Cargo shipments on the Great Lakes–Seaway system generate $45 billion of economic activity and 238,000 jobs in Canada and the US. However, for shippers, navigating the business environment in this region poses a significant challenge. There are multiple variables and constraints involved in maritime transportation throughout the Great Lakes: Vessels have different speeds and capacities, icing and water levels change over the seasons, trade restrictions vary between the U.S. and Canada, and port capacity limits—all of which come together to make planning difficult.

More vessels, more complexity

Our sponsor company, one of the largest dry bulk shipping services providers in the Great Lakes region, sought to improve the operations of its fleet. The company has a complex network, including U.S. and Canadian ports, and it has recently increased the number of vessels in its fleet. Restricted passage areas, variable drafts, and varying dock and port parameters complicate the network further. Given this complexity, the company wanted to know which trade lanes across the whole market to target with its new combined fleet.

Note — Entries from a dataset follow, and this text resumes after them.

PR #2438, opened 2020-06-04
upgrade get_player_from_ship_node

Goober5000:
This PR upgrades the function, and the sexps that use it, to take advantage of the new sexp caching.  It also makes `script_eval_multi` more robust in the face of players who might be respawning.

### DIFF
--- a/code/parse/sexp.cpp
+++ b/code/parse/sexp.cpp
@@ -940,9 +940,6 @@ int get_effect_from_name(const char* name);
 #define NO_OPERATOR_INDEX_DEFINED		-2
 #define NOT_A_SEXP_OPERATOR				-1
 
-// Karajorma - some useful helper methods
-player * get_player_from_ship_node(int node, bool test_respawns = false);
-
 // hud-display-gauge magic values
 #define SEXP_HUD_GAUGE_WARPOUT "warpout"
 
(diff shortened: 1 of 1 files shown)


code/parse/sexp.cpp
```diff
@@ -16016,24 +15997,11 @@ void sexp_destroy_instantly(int n)
...
-
-			// if it's the player don't destroy
-			if (ship_obj_p != Player_obj)
-			{
-				ship_destroy_instantly(ship_obj_p);
-			}
-		}
-	}
+	while (Current_sexp_network_packet.get_ship(shipp))
+		ship_destroy_instantly(&Objects[shipp->objnum]);
```
asarium, line 16004: This drops the check for the player ship. Not exactly sure what object that would be in multiplayer but may be relevant here.

code/parse/sexp.cpp
```diff
@@ -23339,95 +23169,88 @@ int sexp_script_eval(int node, int return_type, bool concat_args = false)
...
 	}
 	// go through all the ships that were sent and see if any of them match this client.
 	else {
-		while (Current_sexp_network_packet.get_ship(sindex)) {
-			Assertion(sindex >= 0, "Illegal value for the ship index sent in multi_sexp_script_eval_multi()! Ship %d does not exist!", sindex); 
-			if (Player->objnum == Ships[sindex].objnum) {
-				success = Script_system.EvalString(s, s);
+		while (Current_sexp_network_packet.get_string(ship_name)) {
+			auto ship_entry = ship_registry_get(ship_name);
+			Assertion(ship_entry, "Illegal value for the ship index sent in multi_sexp_script_eval_multi()! Ship %s does not exist!", ship_name);
```
asarium, line 23242: Minor thing: It says `ship index` here but we are looking at a ship name so that could be adjusted here for consistency.

Goober5000: Good point.

code/parse/sexp.cpp
Goober5000: That check would actually be redundant here.  In multiplayer mode, it's not *the* player, it's *any* player.  But I've added some comments for clarification.

Issue #2423, opened 2020-05-30
FR: Minimum angle options


EatThePath:
For both $FOF: and $Spawn Angle: it would be very useful to be able to set a *minimum* angle to spawn at as well as a max. This is mainly useful for more stylized visuals, but not exclusively. It appears that there's already a version of the random vector in cone function that takes a min angle, which ought to help

PR #2441, opened 2020-06-05
Settable minimum spawn angles.

EatThePath:
Implements half of #2423, specifically the child weapon spawn angle part. I know at least one person besides me wants this, so I figure it's better to get it in asap rather than wait for me to finish deciding how much I want to match the existing more complex $fof options.

### DIFF
--- a/code/math/staticrand.cpp
+++ b/code/math/staticrand.cpp
@@ -141,15 +141,14 @@ void static_rand_cone(int num, vec3d *out, const vec3d* const in, float max_angl
 
 //generates a random vector in a cone, with a min amd max angle. 
 //Clone of vm_vec_random_cone overload of the same function, adapted to use static_randf_range
-void static_rand_cone(int num, vec3d* out, const vec3d* const in, float min_angle, float max_angle, const matrix* const orient) {
+void static_rand_cone(int num, vec3d* out, const vec3d* const in, float min_angle, float max_angle, const matrix* const orient)
+{
 	vec3d temp;
 	const matrix* rot;
 	matrix m;
 
 	if (max_angle < min_angle) {
-		auto tmp = min_angle;
-		min_angle = max_angle;
-		max_angle = tmp;
+		std::swap(min_angle, max_angle);
 	}
 
 	// get an orientation matrix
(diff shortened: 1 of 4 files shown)


JohnAFernandez:
Just a note, this is a slight break for multi, but just in missile spawn angles.  A server without this code may have different hits detected, but just for spawned weapons it would minor enough to not be a problem, IMHO, since everyone playing would want to have the same mod version.  They could possibly use an old standalone that doesn't have the code, but if you're using a standalone that doesn't have the mod installed, you're basically asking for something to break.

EatThePath:
To MP compatibility: these changes *shouldn't* affect any games not using the min angles feature, as everything else still goes through the old static_rand_cone() which I've not touched the logic of. And trying to join a modded game using those features with a client not having these features *should* be impossible.

Incidentally, while testing I noticed that static_rand_cone() is still using the old bad cone generating logic that creates a square footprint instead of a circular one. I have not fixed that in this PR, for those compatibility reasons.

code/math/staticrand.cpp
```diff
@@ -139,6 +139,38 @@ void static_rand_cone(int num, vec3d *out, vec3d *in, float max_angle, matrix *o
...
 
+//generates a random vector in a cone, with a min amd max angle. 
+//Clone of vm_vec_random_cone overload of the same function, adapted to use static_randf_range
+void static_rand_cone(int num, vec3d* out, const vec3d* const in, float min_angle, float max_angle, const matrix* const orient) {
+	vec3d temp;
+	const matrix* rot;
+	matrix m;
+
+	if (max_angle < min_angle) {
+		auto tmp = min_angle;
```
Goober5000, line 150: I think there's a SWAP macro or template function somewhere in the codebase that you could use instead.

code/math/staticrand.cpp
```diff
@@ -139,6 +139,38 @@ void static_rand_cone(int num, vec3d *out, vec3d *in, float max_angle, matrix *o
 	vm_rot_point_around_line(out, &t2, fl_radians(static_randf_range(num+2,-max_angle, max_angle)), &vmd_zero_vector, &rot->vec.uvec);
 }
 
+//generates a random vector in a cone, with a min amd max angle. 
+//Clone of vm_vec_random_cone overload of the same function, adapted to use static_randf_range
+void static_rand_cone(int num, vec3d* out, const vec3d* const in, float min_angle, float max_angle, const matrix* const orient) {
```
Goober5000, line 144: For functions, please put the brace on the following line.

code/math/staticrand.cpp
```diff
@@ -139,6 +139,38 @@ void static_rand_cone(int num, vec3d *out, vec3d *in, float max_angle, matrix *o
...
+		rot = orient;
+	}
+	else {
+		vm_vector_2_matrix(&m, in, nullptr, nullptr);
+		rot = &m;
+	}
+
+	// Get properly distributed spherical coordinates (DahBlount)
+	// This might not seem intuitive, but the min_angle is the angle that will have a larger z coordinate
+	float z = static_randf_range(num,cosf(fl_radians(max_angle)), cosf(fl_radians(min_angle))); // Take a 2-sphere slice
```
Goober5000, line 166: There are spaces missing after the first function parameter on this and the following line. /pedantic

EatThePath: I believe this and the above should be resolved now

Optimization models help make sense of complexity

We developed a two-stage transportation network optimization model to minimize transportation costs and unloaded vessel sailing time using a quantitative data-driven approach. The solution allocated vessels to trade lanes and then sequenced individual trips. Unfortunately, sequencing problems are among the most computationally challenging problems to solve. Therefore, this study employed clever heuristic approaches and split the problem to reduce the computational burden.

The model consists of two phases: Phase 1, optimal allocation of vessels for each trade lane while minimizing cost; and Phase 2, sequence of trips for each vessel while reducing ballast time. This approach allowed Python code and commercially available optimizers to produce results.

As the firm’s existing planning software did not consider all pertinent operational constraints and planned against current volumes—problematic given the new fleet—our approach was successful. The results show the optimal allocation and sequencing while targeting the whole market. The optimization model allocated and sequenced vessels more efficiently with 20% less ballast ratio per net ton transported.

Every year, approximately 80 students in the MIT Center for Transportation & Logistics’s (MIT CTL) Master of Supply Chain Management (SCM) program complete approximately 45 one-year research projects.

These students are early-career business professionals from multiple countries, with two to 10 years of experience in the industry. Most of the research projects are chosen, sponsored by, and carried out in collaboration with multinational corporations. Joint teams that include MIT SCM students and MIT CTL faculty work on real-world problems. In this series, they summarize a selection of the latest SCM research.